> [EXERCISE AIM]
I'd like every line in the following listing that holds "still" copied.
↓
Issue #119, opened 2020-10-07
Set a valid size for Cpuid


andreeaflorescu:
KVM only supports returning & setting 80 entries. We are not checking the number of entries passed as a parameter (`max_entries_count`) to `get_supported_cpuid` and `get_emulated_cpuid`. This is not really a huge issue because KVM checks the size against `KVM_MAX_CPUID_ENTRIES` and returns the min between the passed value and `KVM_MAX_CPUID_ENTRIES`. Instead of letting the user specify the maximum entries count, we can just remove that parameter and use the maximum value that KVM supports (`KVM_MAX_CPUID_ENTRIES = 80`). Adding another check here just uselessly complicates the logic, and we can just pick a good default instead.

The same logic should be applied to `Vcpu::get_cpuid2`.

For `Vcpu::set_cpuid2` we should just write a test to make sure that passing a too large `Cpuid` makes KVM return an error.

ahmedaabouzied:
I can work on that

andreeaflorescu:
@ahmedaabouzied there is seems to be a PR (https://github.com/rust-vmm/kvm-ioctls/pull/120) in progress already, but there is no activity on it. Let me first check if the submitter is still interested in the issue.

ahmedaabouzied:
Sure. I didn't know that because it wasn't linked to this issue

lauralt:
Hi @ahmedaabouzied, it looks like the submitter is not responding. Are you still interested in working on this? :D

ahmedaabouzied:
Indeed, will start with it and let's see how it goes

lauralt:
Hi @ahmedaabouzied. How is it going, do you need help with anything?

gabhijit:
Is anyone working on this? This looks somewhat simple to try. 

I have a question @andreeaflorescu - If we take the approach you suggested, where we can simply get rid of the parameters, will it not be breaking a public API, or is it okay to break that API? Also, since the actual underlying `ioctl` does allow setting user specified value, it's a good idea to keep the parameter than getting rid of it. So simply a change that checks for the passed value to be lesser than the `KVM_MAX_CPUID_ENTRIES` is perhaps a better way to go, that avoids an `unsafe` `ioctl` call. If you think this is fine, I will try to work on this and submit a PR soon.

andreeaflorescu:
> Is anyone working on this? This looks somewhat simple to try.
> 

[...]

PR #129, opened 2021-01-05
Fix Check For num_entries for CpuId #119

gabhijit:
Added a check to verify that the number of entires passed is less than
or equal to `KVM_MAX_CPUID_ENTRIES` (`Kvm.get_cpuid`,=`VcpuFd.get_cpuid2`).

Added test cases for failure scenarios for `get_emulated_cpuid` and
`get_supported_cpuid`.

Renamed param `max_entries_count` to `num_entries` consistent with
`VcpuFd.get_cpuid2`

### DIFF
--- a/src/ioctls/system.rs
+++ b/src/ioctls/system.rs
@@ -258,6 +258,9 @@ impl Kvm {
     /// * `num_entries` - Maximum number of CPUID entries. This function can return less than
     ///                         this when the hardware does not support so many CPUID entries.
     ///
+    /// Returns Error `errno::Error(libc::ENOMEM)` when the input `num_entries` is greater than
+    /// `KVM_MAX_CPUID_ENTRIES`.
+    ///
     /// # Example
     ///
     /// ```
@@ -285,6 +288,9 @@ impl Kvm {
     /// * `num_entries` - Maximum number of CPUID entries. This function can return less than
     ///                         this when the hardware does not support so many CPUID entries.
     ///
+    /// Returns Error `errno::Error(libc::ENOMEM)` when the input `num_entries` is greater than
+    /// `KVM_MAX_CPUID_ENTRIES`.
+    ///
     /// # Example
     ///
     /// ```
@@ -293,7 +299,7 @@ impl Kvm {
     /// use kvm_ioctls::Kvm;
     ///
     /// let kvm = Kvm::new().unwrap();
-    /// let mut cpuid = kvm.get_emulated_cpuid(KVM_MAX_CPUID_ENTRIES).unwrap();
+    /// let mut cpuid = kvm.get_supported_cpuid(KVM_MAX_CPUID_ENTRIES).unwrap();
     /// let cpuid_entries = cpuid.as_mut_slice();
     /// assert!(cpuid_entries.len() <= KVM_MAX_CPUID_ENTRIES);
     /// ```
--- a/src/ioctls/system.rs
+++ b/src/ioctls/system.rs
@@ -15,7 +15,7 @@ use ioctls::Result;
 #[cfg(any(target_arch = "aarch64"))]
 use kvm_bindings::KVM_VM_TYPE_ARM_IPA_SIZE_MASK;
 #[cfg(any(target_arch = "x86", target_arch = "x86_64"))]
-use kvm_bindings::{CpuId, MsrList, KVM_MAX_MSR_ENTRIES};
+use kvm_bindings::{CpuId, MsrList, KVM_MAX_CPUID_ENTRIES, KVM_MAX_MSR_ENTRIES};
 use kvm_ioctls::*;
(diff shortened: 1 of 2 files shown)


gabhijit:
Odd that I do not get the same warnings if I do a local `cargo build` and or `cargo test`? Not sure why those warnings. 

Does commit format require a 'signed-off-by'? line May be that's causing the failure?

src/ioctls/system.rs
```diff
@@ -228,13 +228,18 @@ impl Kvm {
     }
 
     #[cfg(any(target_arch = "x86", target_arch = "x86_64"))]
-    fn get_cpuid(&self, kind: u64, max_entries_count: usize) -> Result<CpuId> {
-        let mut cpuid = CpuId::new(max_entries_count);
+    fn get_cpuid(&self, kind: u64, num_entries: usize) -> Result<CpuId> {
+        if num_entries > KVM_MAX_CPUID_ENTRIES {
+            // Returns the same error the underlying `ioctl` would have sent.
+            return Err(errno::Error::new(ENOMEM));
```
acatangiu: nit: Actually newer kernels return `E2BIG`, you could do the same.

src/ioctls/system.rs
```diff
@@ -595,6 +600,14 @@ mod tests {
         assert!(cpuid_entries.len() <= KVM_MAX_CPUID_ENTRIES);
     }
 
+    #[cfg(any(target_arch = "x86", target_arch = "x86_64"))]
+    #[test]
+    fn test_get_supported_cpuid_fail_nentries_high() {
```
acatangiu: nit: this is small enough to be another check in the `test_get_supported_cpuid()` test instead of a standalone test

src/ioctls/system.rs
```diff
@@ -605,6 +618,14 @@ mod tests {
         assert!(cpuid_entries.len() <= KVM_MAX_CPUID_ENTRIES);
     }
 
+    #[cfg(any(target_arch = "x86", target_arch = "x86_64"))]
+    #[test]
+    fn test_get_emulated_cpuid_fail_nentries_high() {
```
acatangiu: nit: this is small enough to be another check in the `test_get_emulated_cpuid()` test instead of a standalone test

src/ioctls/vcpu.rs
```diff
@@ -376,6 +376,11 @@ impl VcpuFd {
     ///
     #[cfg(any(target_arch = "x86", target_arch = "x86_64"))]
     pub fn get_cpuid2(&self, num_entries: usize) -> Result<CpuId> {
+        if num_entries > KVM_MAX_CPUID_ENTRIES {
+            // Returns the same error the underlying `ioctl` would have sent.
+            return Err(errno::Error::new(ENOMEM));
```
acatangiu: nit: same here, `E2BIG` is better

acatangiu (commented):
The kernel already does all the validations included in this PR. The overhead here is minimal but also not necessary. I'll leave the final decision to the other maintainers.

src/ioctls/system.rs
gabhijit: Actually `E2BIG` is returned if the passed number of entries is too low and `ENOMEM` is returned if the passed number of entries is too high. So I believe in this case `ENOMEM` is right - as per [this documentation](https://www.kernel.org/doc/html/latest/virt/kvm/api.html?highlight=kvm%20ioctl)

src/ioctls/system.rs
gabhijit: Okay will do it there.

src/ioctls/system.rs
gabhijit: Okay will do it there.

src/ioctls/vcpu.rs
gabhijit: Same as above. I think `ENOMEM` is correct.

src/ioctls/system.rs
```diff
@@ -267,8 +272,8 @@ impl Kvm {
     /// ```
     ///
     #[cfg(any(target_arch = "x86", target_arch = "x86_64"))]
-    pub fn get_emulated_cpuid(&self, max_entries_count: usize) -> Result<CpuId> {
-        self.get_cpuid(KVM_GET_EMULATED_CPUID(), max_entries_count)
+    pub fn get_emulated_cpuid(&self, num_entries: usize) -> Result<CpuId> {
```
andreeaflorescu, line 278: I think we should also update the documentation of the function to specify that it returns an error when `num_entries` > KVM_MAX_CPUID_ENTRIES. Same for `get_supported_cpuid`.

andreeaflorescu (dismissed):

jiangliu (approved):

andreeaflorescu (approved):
↑
> [RESULT OF THIS TASK]
@ahmedaabouzied there is seems to be a PR (https://github.com/rust-vmm/kvm-ioctls/pull/120) in progress already, but there is no activity on it. Let me first check if the submitter is still interested in the issue.
Hi @ahmedaabouzied, it looks like the submitter is not responding. Are you still interested in working on this? :D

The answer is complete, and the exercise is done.